In terms of day to day performance, there are some things about this laptop that bothered us. First, a regular hard drive means slow boot times. The system would take up to 2 and a half minutes to boot up, with an additional minute to minute and a half before it was ready for us to fire up applications. Chrome would take a good 8 seconds to launch after a cold boot, with subsequent timings improving. Once the system “settles in”, things work fine for the most part. Apps do take some time ot open, but once they’re open, there is no lag or delays in actions performance. For example, when typing out a review on MS Word on the Vivobook X505, the letters would appear on the display as soon as their respective keys were pressed. Similarly, when trying to open a browser window for attaching images to an e-mail using Chrome, the window opened promptly and allowed us to browse the filesystem without any hiccups.

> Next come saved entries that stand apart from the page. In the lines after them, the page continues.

PR #2176, opened 2018-04-24
fix(kubernetes) - fixes WaitForClusterDisable timeout for kubernetes …

imosquera:
addresses the issue discussed here
https://github.com/spinnaker/spinnaker/issues/2690


orca-clouddriver/src/main/groovy/com/netflix/spinnaker/orca/clouddriver/tasks/cluster/WaitForClusterDisableTask.groovy
```diff
@@ -79,9 +79,14 @@ class WaitForClusterDisableTask extends AbstractWaitForClusterWideClouddriverTas
     // Even if the server group is disabled, we want to make sure instances are down
     // to prevent downstream stages (e.g. scaleDownCluster) from having to deal with disabled-but-instances-up server groups
     def targetServerGroup = serverGroup.get()
-    if (targetServerGroup.isDisabled() || stage.context.desiredPercentage) {
+    if (targetServerGroup.isDisabled() && stage.context.desiredPercentage) {
       return !waitForRequiredInstancesDownTask.hasSucceeded(stage, targetServerGroup as Map, targetServerGroup.getInstances(), interestingHealthProviderNames)
     }
+    
+    if(targetServerGroup.isDisabled()) {
```
sbwsg: missing space before (

ajordens:
I suspect this will regress a recent issue fixed by @dreynaud.

Just because the server group comes back as disabled doesn't mean that all instances in it have been disabled (yet).

The preference is that this task should wait until the server group and all its instances have been disabled.

lwander:
@ajordens the core issue here is that this check is run during a deployment, whose health providers check for instance (pod/container) health rather that load balancer health. When the check is made to see if all instances are disabled, it's still using the deployment's notion of health. Is there a way around this by injecting different health providers for this task alone?

orca-clouddriver/src/main/groovy/com/netflix/spinnaker/orca/clouddriver/tasks/cluster/WaitForClusterDisableTask.groovy
dreynaud: this is going to fail tests in `WaitForClusterDisableTaskSpec.groovy`

imosquera: Yup, based on @ajordens feedback looks like we're going to take a different approach for Kubernetes.

lwander:
@ajordens or @dreynaud, any thoughts on the health providers?

ajordens:
What would it look like to allow special casing per-cloudprovider -- `kubernetes` in this particular case?

imosquera:
@ajordens - can  you see the updated PR, that injects a health supplier specifically for our use-case.  I followed a similar pattern to the Titus supplier - https://github.com/armory-io/orca/blob/a5c1254ce9b0442b6b72961bc4b5cdd921abb844/orca-clouddriver/src/main/groovy/com/netflix/spinnaker/orca/clouddriver/tasks/servergroup/TitusInterestingHealthProviderNamesSupplier.java

ajordens:
@imosquera The `Supplier` approach looks good to me

lwander:
@sbwsg I'm going to patch this into 1.7 once merged here

PR #2180, opened 2018-04-25
feat(redis): Conditional prop for RedisExecutionRepository

robzienert:
We'll want this guy for Project SuperQualifiedLobotomy. No one will ever figure out that code name.


orca-redis/src/main/java/com/netflix/spinnaker/orca/pipeline/persistence/jedis/RedisExecutionRepository.java
```diff
@@ -55,6 +56,7 @@
 import static redis.clients.jedis.BinaryClient.LIST_POSITION.BEFORE;
 
 @Component
+@ConditionalOnProperty(value = "executionRepository.redis.enabled", matchIfMissing = true)
```
robfletcher: So that's on by default?

robzienert: Yes. This is backwards compatible with existing configurations.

After discovering that the Vivobook X505 does fairly well for day-to-day tasks like browsing the web obsessively and binge-watching everything on your favourite YouTuber’s channel, we thought it would be fun to see how well the laptop could run modern day games. This isn’t a part of our typical tests, but we figured what’s there to lose. We loaded up Doom, Metro Last Light and Forza Horizon 4 on this machine. Even at their lowest settings, the games wouldn’t lock 30fps, with Doom playing at 12fps at best. Needless to say, the Vivobook X505 isn’t a great gaming machine.
The battery life on the Asus Vivobook X505 is something that could have definitely been better. On PCMark's battery test, the machine lasted an all of 3 hours and 29 minutes. In real life, the machine gave us about 3 hours of use with the brightness turned down to 40 percent, Bluetooth off and no USB devices connected. The battery life is something that could have definitely been better is what we feel, especially seeing how as laptops age, their battery life only diminishes with time. You will, however, be able to make it through one whole movie with the brightness turned all the way to full and the speakers at full volume as long as the movie is not longer than 2 hours. We watched Guardians of the Galaxy, which has a run time of 2 hours, on this laptop and by the tim the movie ended, the battery had dropped to 15 percent. overall, it is decent battery life, but we feel that it could have been better.
The Asus Vivobook costs Rs 34,990 and gets you an AMD Ryzen 5 CPU with 8GB RAM and 1TB storage space. There are decent upgradability options here, with the RAM upgradable to 16GB and hard drive swappable to a SATA SSD. The performance is adequate to make this machine ideal for any college student who needs a laptop for writing papers, research, making presentations and even unwinding to a good movie. Same goes for office going adults who need a basic machine for the easier tasks of the office. For Rs 35,000 this isn’t too bad a machine, but if you are the impatient kind who can’t wait 2 minutes for his/her laptop to boot up, you’d be better off investing in an SSD as well. Regardless, the 8GB RAM will become insufficient sooner than later.